• _Listed records_:
Content starts

PR #140, opened 2016-03-08
Add iKey to telemetry name

abaranch:
Microsoft.ApplicationInsights.Event -> Microsoft.ApplicationInsights.iKey.Event
And same for all other types


SergeyKanzhelev:
:shipit: thanks!

PR #141, opened 2016-03-10
Disabling diagnostic message reporting for a couple of known scenarios

AlexBulankou:


MaxShehovtsov:
Did you check in .js/.js.map files by mistake?

MaxShehovtsov:
:Shipit: after removing js/d.ts/jsmaps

Content ends

• _Work item_: Wherever the string "opened" is found in the entries, copy the line it sits in.

• _Task result_:
PR #140, opened 2016-03-08
PR #141, opened 2016-03-10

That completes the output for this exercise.